Working data: Begin

PR #858, opened 2018-04-24
Initial commit for http paths match rules

saumoh:
## Description
Add support for HTTP path matching. The path match may be either `exact` or `prefix`. If multiple matches are specified then they are OR'd together.
Sample
```
kind: GlobalNetworkPolicy
metadata:
  name: database
spec:
  selector: app == 'database'
  ingress:
    - action: Allow
      source:
        serviceAccounts:
          names: ["summary"]
      http:
        paths:
         - exact: /v2/keys
         - prefix: /v2/keys/accounts
  egress:
    - action: Allow

---
```

NOTE: @caseydavenport feel free to add other reviewers.


lib/apis/v3/policy.go
```diff
@@ -59,13 +64,25 @@ type Rule struct {
...
+	Methods []string `json:"methods,omitempty" validate:"omitempty,httpMethods"`
+	// Paths is an optional field that restricts the rule to apply to HTTP requests that use one of the listed
+	// HTTP Paths. Paths may be either of the form:
+	// exact: <path> or
+	// prefix: <path-prefix>
+	// e.g:
+	// - exact: /foo
+	// - prefix: /bar
+	// Multiple paths are OR'd together.
+	Paths []map[string]string `json:"paths,omitempty" validate:"omitempty,httpPaths"`
```
fasaxc: Why is this a generic `map[string]string` instead of defining a `HTTPPathMatch` struct?  You could structure it as 
```
type HTTPPathMatch struct {
    Path string
    MatchType string  // one of "prefix" "exact", defaults to exact
}
```

lib/validator/v3/validator.go
```diff
@@ -427,6 +429,49 @@ func validateCIDR(v *validator.Validate, topStruct reflect.Value, currentStructO
...
 }
 
+// validateHTTPMethods validate if the HTTP Method match clauses are valid.
+func validateHTTPMethods(v *validator.Validate, topStruct reflect.Value, currentStructOrField reflect.Value, field reflect.Value, fieldType reflect.Type, fieldKind reflect.Kind, param string) bool {
+	validMethods := []string{"GET", "PUT", "POST", "HEAD", "DELETE", "OPTIONS", "CONNECT", "*"}
+	methods := field.Interface().([]string)
+	for _, method := range methods {
+		match := false
+		for _, v := range validMethods {
+			if strings.Compare(strings.ToUpper(method), v) == 0 {
```
fasaxc: Should we allow lower case here?  I thought we required the correct casing elsewhere, and it means that Felix/Dikastes need to be tolerant to different casing.

lib/validator/v3/validator.go
```diff
@@ -427,6 +429,49 @@ func validateCIDR(v *validator.Validate, topStruct reflect.Value, currentStructO
 	return err == nil
 }
 
+// validateHTTPMethods validate if the HTTP Method match clauses are valid.
+func validateHTTPMethods(v *validator.Validate, topStruct reflect.Value, currentStructOrField reflect.Value, field reflect.Value, fieldType reflect.Type, fieldKind reflect.Kind, param string) bool {
+	validMethods := []string{"GET", "PUT", "POST", "HEAD", "DELETE", "OPTIONS", "CONNECT", "*"}
```
fasaxc: We have a set library, it might give a cleaner way to express this.
```
var validMethods = set.From("GET", "PUT", "POST", "HEAD", "DELETE", "OPTIONS", "CONNECT", "*")

func validateHTTPMethods(v *validator.Validate, topStruct reflect.Value, currentStructOrField reflect.Value, field reflect.Value, fieldType reflect.Type, fieldKind reflect.Kind, param string) bool {
    ...
    for _, method := range methods {
        valid := validMethods.Contains(method)
        if !valid { ... }
    }
    ....
}
```

lib/validator/v3/validator.go
```diff
@@ -427,6 +429,49 @@ func validateCIDR(v *validator.Validate, topStruct reflect.Value, currentStructO
...
+		}
+		for k, v := range path {
+			switch api.HTTPPathMatchType(strings.ToLower(k)) {
+			case api.HTTPPatchMatchPrefix, api.HTTPPathMatchExact:
+				//no op
+			default:
+				return false
+			}
+			// Checks from https://tools.ietf.org/html/rfc3986#page-22
+			if strings.HasPrefix(v, "/") == false ||
```
fasaxc: Prefer `!strings.HasPrefix()` over comparing to `false`.

lib/validator/v3/validator.go
```diff
@@ -427,6 +429,49 @@ func validateCIDR(v *validator.Validate, topStruct reflect.Value, currentStructO
 	return err == nil
 }
 
+// validateHTTPMethods validate if the HTTP Method match clauses are valid.
+func validateHTTPMethods(v *validator.Validate, topStruct reflect.Value, currentStructOrField reflect.Value, field reflect.Value, fieldType reflect.Type, fieldKind reflect.Kind, param string) bool {
```
fasaxc: These functions need to use structlevel.ReportError to tell the user what is wrong.

lib/validator/v3/validator.go
saumoh: yes. will change to address this.

fasaxc:
@saumoh I noticed a new commit but it doesn't seem to have addressed all my comments.  Please let me know when it's ready for another look.

lib/apis/v3/policy.go
caseydavenport: Even if we don't change the format, it should be its own struct I think. e.g.

```
// Only one of Prefix or Exact can be specified (enforced by validation)
type HTTPMatch struct {
    Prefix string
    Exact string
}
```

saumoh: @caseydavenport since we desire the `oneof` (either prefix or exact) semantics. It would have to be an interface, I think.
Which is fine but then afaik the un-marshaling of a struct `HTTPMatch` which encloses an interface would have to be done manually by overriding the `json.UnmarshalJSON`.
 
For example:
```
type HTTPMatch struct {
   Methods []string `json:"methods,omitempty"`
   Paths []HTTPPath `json:"paths,omitempty"`
}

type HTTPPath interface {
  GetPath() string
}

type HTTPPathExact struct {
  Exact string `json:"exact"`
}

func (e *HTTPPathExact) GetPath() string { return e.Exact }

type HTTPPathPrefix struct {
  Prefix string `json:"prefix"`
}

func (e *HTTPPathPrefix) GetPath() string { return e.Prefix }

// HTTPMatch is enclosing struct for both HTTPMethod and HTTPPath
func (p *HTTPMatch) UnmarshalJSON(data []byte) error {
  var objMap map[string]*json.RawMessage

  err := json.Unmarshal(data, &objMap)
  if err != nil {
    fmt.Println("err1")
    return err
  }
....

  var rawPaths []*json.RawMessage
  err = json.Unmarshal(*objMap["paths"], &rawPaths)
  if err != nil {
    return err
  }

  f.Paths = make([]HTTPPath, len(rawPaths))

  var pathType map[string]string
  for index,  rawPath := range rawPaths {
    err := json.Unmarshal(*rawPath, &pathType)
    if err != nil {
      return err
    }
    fmt.Printf("Data: %#v\n", pathType)

    for k, v := range pathType {
      switch strings.ToLower(k) {
        case "exact":
          f.Paths[index] = &HTTPPathExact{Exact: v}
        case "prefix":
          f.Paths[index] = &HTTPPathPrefix{Prefix: v}
        default:
          return errors.New("Unsupported type for HTTPPath")

```

I feel that using an interface abstraction we are not gaining much and @fasaxc suggestion would be good middle ground between an implementation that is too loose (with a raw `map[string]string`) and having an API with a struct. Unless we feel that by having users specifying `MatchType` could be error prone.
wdyt?

caseydavenport: I don't understand why - just have both fields present in the same struct, and use validation to make sure the user never specified both of them. That is way less complicated than using interfaces. It's a common pattern in k8s APIs.

saumoh: I see what you mean! and will do so. 
@fasaxc Will make this changes and ping u when it's ready.

lib/validator/v3/validator.go
saumoh: k. Will remove this restriction.

lib/backend/model/rule.go
```diff
@@ -82,7 +83,8 @@ type Rule struct {
 }
 
 type HTTPMatch struct {
-	Methods []string `json:"methods,omitempty" validate:"omitempty"`
+	Methods []string         `json:"methods,omitempty" validate:"omitempty"`
+	Paths   []apiv3.HTTPPath `json:"paths,omitempty" validate:"omitempty"`
```
fasaxc: Had to pause and think about whether it's ok to import apiv3 from the model package.  I _think_ it is but we need to be careful about introducing cyclic dependencies so typically we don't import the different API levels packages from each other.

PR #859, opened 2018-04-26
Integration upgrade tweaks

tmjd:
## Description

    Made clearing V1 Ready flag atomic
    - Required adding Update to the migration V1 client
      (copied from old client code)
    - Added function to check if the migration is in progress

## Release Note

```release-note
None required
```

### DIFF
--- a/lib/upgrade/migrator/clients/clients.go
+++ b/lib/upgrade/migrator/clients/clients.go
@@ -1,4 +1,4 @@
-// Copyright (c) 2017 Tigera, Inc. All rights reserved.
+// Copyright (c) 2017-2018 Tigera, Inc. All rights reserved.
 
 // Licensed under the Apache License, Version 2.0 (the "License");
 // you may not use this file except in compliance with the License.
@@ -41,6 +41,7 @@ const (
 
 type V1ClientInterface interface {
 	Apply(d *model.KVPair) (*model.KVPair, error)
+	Update(d *model.KVPair) (*model.KVPair, error)
 	Get(k model.Key) (*model.KVPair, error)
 	List(l model.ListInterface) ([]*model.KVPair, error)
 	IsKDD() bool
--- a/lib/upgrade/migrator/clients/v1/etcdv2/etcdv2.go
+++ b/lib/upgrade/migrator/clients/v1/etcdv2/etcdv2.go
@@ -1,4 +1,4 @@
-// Copyright (c) 2016-2017 Tigera, Inc. All rights reserved.
+// Copyright (c) 2016-2018 Tigera, Inc. All rights reserved.
 
 // Licensed under the Apache License, Version 2.0 (the "License");
 // you may not use this file except in compliance with the License.
@@ -16,6 +16,7 @@ package etcdv2
 
 import (
 	goerrors "errors"
+	"strconv"
 	"strings"
 
 	"time"
@@ -87,6 +88,22 @@ func NewEtcdClient(config *apiv1.EtcdConfig) (*EtcdClient, error) {
 	keys := etcd.NewKeysAPI(client)
 
 	return &EtcdClient{etcdClient: client, etcdKeysAPI: keys}, nil
+}
+
+// Update an existing entry in the datastore.  This errors if the entry does
+// not exist.
+func (c *EtcdClient) Update(d *model.KVPair) (*model.KVPair, error) {
+	// If the request includes a revision, set it as the etcd previous index.
+	options := etcd.SetOptions{PrevExist: etcd.PrevExist}
+	if len(d.Revision) != 0 {
+		var err error
+		if options.PrevIndex, err = strconv.ParseUint(d.Revision, 10, 64); err != nil {
+			return nil, err
+		}
+		log.Debugf("Performing CAS against etcd index: %v\n", options.PrevIndex)
+	}
+
+	return c.set(d, &options)
 }
 
 // Set an existing entry in the datastore.  This ignores whether an entry already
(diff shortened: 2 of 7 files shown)


lib/upgrade/migrator/clients/v1/etcdv2/etcdv2.go
```diff
@@ -34,6 +35,8 @@ var (
 	etcdGetOpts          = &etcd.GetOptions{Quorum: true}
 	etcdListOpts         = &etcd.GetOptions{Quorum: true, Recursive: true, Sort: true}
 	etcdListChildrenOpts = &etcd.GetOptions{Quorum: true, Recursive: false, Sort: true}
+	etcdCreateOpts       = &etcd.SetOptions{PrevExist: etcd.PrevNoExist}
+	etcdDeleteEmptyOpts  = &etcd.DeleteOptions{Recursive: false, Dir: true}
```
mgleung: What happens if we were to delete a node without deleting its children? Do the children get orphaned or is there some other way to access the children after its parent node has been deleted?

tmjd: TBH I didn't really consider the options (other than that the Create will error if it already exists). I copied the Delete from https://github.com/projectcalico/libcalico-go/blob/master/lib/backend/etcd/etcd.go#L177, and the etcdDeleteEmptyOpts is needed for that one.  I think the Delete could be cut down a lot but I went with just copying something, that I assume worked, instead of trying to write it myself.

mgleung: Looks good, just looked it up, it deletes only if the directory at the path is empty.

lib/upgrade/migrator/clients/v1/etcdv2/etcdv2.go
```diff
@@ -89,12 +92,54 @@ func NewEtcdClient(config *apiv1.EtcdConfig) (*EtcdClient, error) {
...
+	return c.set(d, etcdCreateOpts)
+}
+
 // Set an existing entry in the datastore.  This ignores whether an entry already
 // exists.
 func (c *EtcdClient) Apply(d *model.KVPair) (*model.KVPair, error) {
 	return c.set(d, etcdApplyOpts)
 }
 
+// Delete an entry in the datastore.  This errors if the entry does not exists.
```
mgleung: nit: `exist`

lib/upgrade/migrator/clients/v1/k8s/k8s.go
```diff
@@ -213,6 +213,14 @@ func (c *KubeClient) Apply(d *model.KVPair) (*model.KVPair, error) {
 	}
 }
 
+func (c *KubeClient) CmpAndSwap(k model.Key, oldValue, newValue interface{}) (*model.KVPair, error) {
+	log.Warn("Attempt to 'CmpAnsSwap' using kubernetes backend is not supported.")
```
mgleung: nit: `CmpAndSwap`

lib/upgrade/migrator/clients/clients.go
```diff
@@ -41,6 +41,7 @@ const (
 
 type V1ClientInterface interface {
 	Apply(d *model.KVPair) (*model.KVPair, error)
+	CmpAndSwap(k model.Key, oldValue, newValue interface{}) (*model.KVPair, error)
```
caseydavenport: This is a weird interface - why not just do `Update(kvpair)`? The datastore can do the compare and swap for you, so not sure why you need the old and new value here?

tmjd: We only want to update if it has the oldValue. We want this to fail if it is not the specific oldValue being provided.  I'm not sure how we achieve that with `Update(kvpair)`.

caseydavenport: The KVPair has a revision number which can be used for this.

Update is a CAS operation, whereas create isn't.

tmjd: Sorry I didn't realize you were talking about an already existing function (in the previous) client or I would have went and looked at that.

Do you think the Migration code is safe to assume that the Ready flag is present? If not then I'll have to add back in the Create function to the migration clientV1 interface.

caseydavenport: eh, didn't realize all of that code has been ripped out now... 

> Do you think the Migration code is safe to assume that the Ready flag is present?

Do you? I sorta think it might be, but I'm not close enough to the migration to know for sure. Maybe Rob would know.

Alternatively, can't we store this state as an annotation on e.g. the k8s kube-system namespace or something and clear it when we're done? Just another thought (feel free to ignore if it's not any easier)

tmjd: Yeah I think it is safe to expect that it is there. It has been created by EnsureInitialized since v2.4.1 (and possible earlier).

lib/upgrade/migrator/clients/v1/k8s/k8s.go
```diff
@@ -203,6 +203,16 @@ func buildCRDClientV1(cfg rest.Config) (*rest.RESTClient, error) {
 	return cli, nil
 }
 
+// Update an existing entry in the datastore.  This errors if the entry does
+// not exist. (Not implemented for KDD.)
+func (c *KubeClient) Update(d *model.KVPair) (*model.KVPair, error) {
+	log.Warn("Attempt to 'CmpAndSwap' using kubernetes backend is not supported.")
```
caseydavenport: typo: CmpAndSwap

PR #861, opened 2018-05-01
[WIP] [Prototype] More flexible route reflector support

caseydavenport:
## Description

This is a prototype of something I'm investigating now - not necessarily a thread that will come to fruition.

Goal is to provide more flexible native support for route reflector configuration via calicoctl. It does this by:
- Allowing configuration of `routeReflectorClusterID` on the Node object, which turns that node into a RR.
- Adding label selectors to BGP Peer objects to make peering configuration easier.

It relies on corresponding changes in a few places:
- calico/node - https://github.com/projectcalico/node/pull/5
- calicoctl - 
- confd - https://github.com/projectcalico/confd/pull/116

## Todos
- [ ] Tests
- [ ] Documentation
- [ ] Release note

## Release Note

```release-note
None required
```

### DIFF
--- a/lib/apis/v3/node.go
+++ b/lib/apis/v3/node.go
@@ -68,7 +68,7 @@ type NodeBGPSpec struct {
 	// IPv4IPIPTunnelAddr is the IPv4 address of the IP in IP tunnel.
 	IPv4IPIPTunnelAddr string `json:"ipv4IPIPTunnelAddr,omitempty" validate:"omitempty,ipv4"`
 	// RouteReflectorClusterID enables this node as a route reflector within the given cluster.
-	RouteReflectorClusterID string `json:"routeReflectorClusterID,omitempty" validate:"omitempty"`
+	RouteReflectorClusterID string `json:"routeReflectorClusterID,omitempty" validate:"omitempty,ipv4"`
 }
 
 // +k8s:deepcopy-gen:interfaces=k8s.io/apimachinery/pkg/runtime.Object
--- a/lib/clientv3/node_e2e_test.go
+++ b/lib/clientv3/node_e2e_test.go
@@ -47,7 +47,7 @@ var _ = testutils.E2eDatastoreDescribe("Node tests", testutils.DatastoreEtcdV3, 
 	spec1 := apiv3.NodeSpec{
 		BGP: &apiv3.NodeBGPSpec{
 			IPv4Address:             "1.2.3.4",
-			RouteReflectorClusterID: "cluster1",
+			RouteReflectorClusterID: "10.0.0.0",
 		},
 		OrchRefs: []apiv3.OrchRef{
 			{


lib/backend/model/bgppeer.go
```diff
@@ -32,6 +32,31 @@ var (
 	typeBGPPeer        = reflect.TypeOf(BGPPeer{})
 )
 
+type SelectorBGPPeerKey struct {
+	Name string `json:"-" validate:"omitempty"`
+}
+
+func (key SelectorBGPPeerKey) defaultPath() (string, error) {
+	e := fmt.Sprintf("/calico/bgp/v1/global/peer_sel/%s", key.Name)
```
neiljerram: Is this intentionally still in the v1 space?  (That feels surprising to me.)

lib/backend/syncersv1/updateprocessors/bgppeerprocessor.go
```diff
@@ -42,31 +45,45 @@ func convertBGPPeerV2ToV1(kvp *model.KVPair) (*model.KVPair, error) {
...
 
-	// Correct data types.  Handle the conversion.  Start with the v1 key.  The PeerIP and
-	// the Node are now in the Spec - if a Node is not specified then this is a global
-	// peer.
+	// Correct data types. Handle the conversion.
 	ip := cnet.ParseIP(v3res.Spec.PeerIP)
-	if ip == nil {
-		return nil, errors.New("PeerIP is not assigned or is malformed")
+	if ip == nil && v3res.Spec.PeerSelector == "" {
+		return nil, errors.New("Peer IP or selector is not assigned or is malformed")
```
neiljerram: It would be nicer to have a precise error here; one of:
- Either Peer IP or Peer Selector must be specified.
- Peer IP is malformed
- Peer Selector is malformed

lib/backend/syncersv1/updateprocessors/bgppeerprocessor.go
```diff
@@ -42,31 +45,45 @@ func convertBGPPeerV2ToV1(kvp *model.KVPair) (*model.KVPair, error) {
...
+		// This peer selects a specific node. Use an exact selector
+		// to represent this.
+		selector = fmt.Sprintf("projectcalico.org/node == '%s'", v3res.Spec.Node)
+		log.Infof("Converted node-specific BGPPeer to selector - %s", selector)
+	}
+
+	val := &model.BGPPeer{
+		Name:         v3res.Name,
+		ASNum:        v3res.Spec.ASNumber,
+		NodeSelector: v3res.Spec.NodeSelector,
```
neiljerram: Guess this should be `selector`?  (Otherwise `selector` is unused, I think.)

lib/backend/syncersv1/updateprocessors/bgppeerprocessor.go
```diff
@@ -42,31 +45,45 @@ func convertBGPPeerV2ToV1(kvp *model.KVPair) (*model.KVPair, error) {
...
+
+	// Determine the node selector to use. We convert old-style "Global" and
+	// per node peers into selector peers for simplicity.
+	selector := v3res.Spec.NodeSelector
+	if v3res.Spec.Node == "" && selector == "" {
+		// This is an old-style "Global" peer, which means
+		// select all nodes.
+		selector = "all()"
+		log.Infof("Converted global BGPPeer to selector - %s", selector)
+	} else if v3res.Spec.Node != "" {
```
neiljerram: `&& selector == ""` again?

lib/apis/v3/node.go
```diff
@@ -67,6 +67,9 @@ type NodeBGPSpec struct {
 	IPv6Address string `json:"ipv6Address,omitempty" validate:"omitempty,cidrv6"`
 	// IPv4IPIPTunnelAddr is the IPv4 address of the IP in IP tunnel.
 	IPv4IPIPTunnelAddr string `json:"ipv4IPIPTunnelAddr,omitempty" validate:"omitempty,ipv4"`
+	// RouteReflectorClusterID enables this node as a route reflector, automatically peering with
+	// other nodes in the same cluster.
+	RouteReflectorClusterID string `json:"routeReflectorClusterID,omitempty" validate:"omitempty"`
```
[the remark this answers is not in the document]
caseydavenport: Yea, that comment is wrong (from an earlier version of this experiment).

I do expect that it will work for a calico/node instance to perform local programming and act as a RR. Seems to work from my playing around.

lib/backend/model/bgppeer.go
caseydavenport: Yeah, it's because confd only speaks the "v1" api over the syncer, so we need to convert the v3 stuff into something it understands (even though this obviously wasn't a part of the original v1 API and will never show up in etcd with a /v1 key)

Working data: End

▶ _Exercise directions_
Look for the word "strings" throughout the material above and copy every line that has it.

▶ _Solution for this task_
+			if strings.Compare(strings.ToUpper(method), v) == 0 {
+			switch api.HTTPPathMatchType(strings.ToLower(k)) {
+			if strings.HasPrefix(v, "/") == false ||
fasaxc: Prefer `!strings.HasPrefix()` over comparing to `false`.
      switch strings.ToLower(k) {
 	"strings"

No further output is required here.